PR #436, opened 2020-12-15
chore: fix breaking change from giraffe 2.0.0

hoorayimhelping:
Moves types that were previously in Giraffe into ui

- [x] Rebased/mergeable
- [x] Tests pass


121watts (approved):

Asalem1 (approved):
Good catch on the TS exports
+++++
Task directions ▸ Your reply should be an exact copy of every line from the line with "- [x] Rebased/mergeable" through the final line of the data, and nothing more.

Task output ▸
- [x] Rebased/mergeable
- [x] Tests pass


121watts (approved):

Asalem1 (approved):
Good catch on the TS exports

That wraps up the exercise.